#### Supplied data
**********

PR #306, opened 2020-03-28
PX4 legacy-v0 downstream changes

MaEtUgR:
Pr based on request here https://github.com/PX4/libuavcan/pull/3#issuecomment-605483566

### DIFF
--- a/libuavcan_drivers/stm32/driver/src/internal.hpp
+++ b/libuavcan_drivers/stm32/driver/src/internal.hpp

**********

#### What needs to be done
Reproduce the material exactly. Every line must match.

#### Written reply
PR #306, opened 2020-03-28
PX4 legacy-v0 downstream changes

MaEtUgR:
Pr based on request here https://github.com/PX4/libuavcan/pull/3#issuecomment-605483566

### DIFF
--- a/libuavcan_drivers/stm32/driver/src/internal.hpp
+++ b/libuavcan_drivers/stm32/driver/src/internal.hpp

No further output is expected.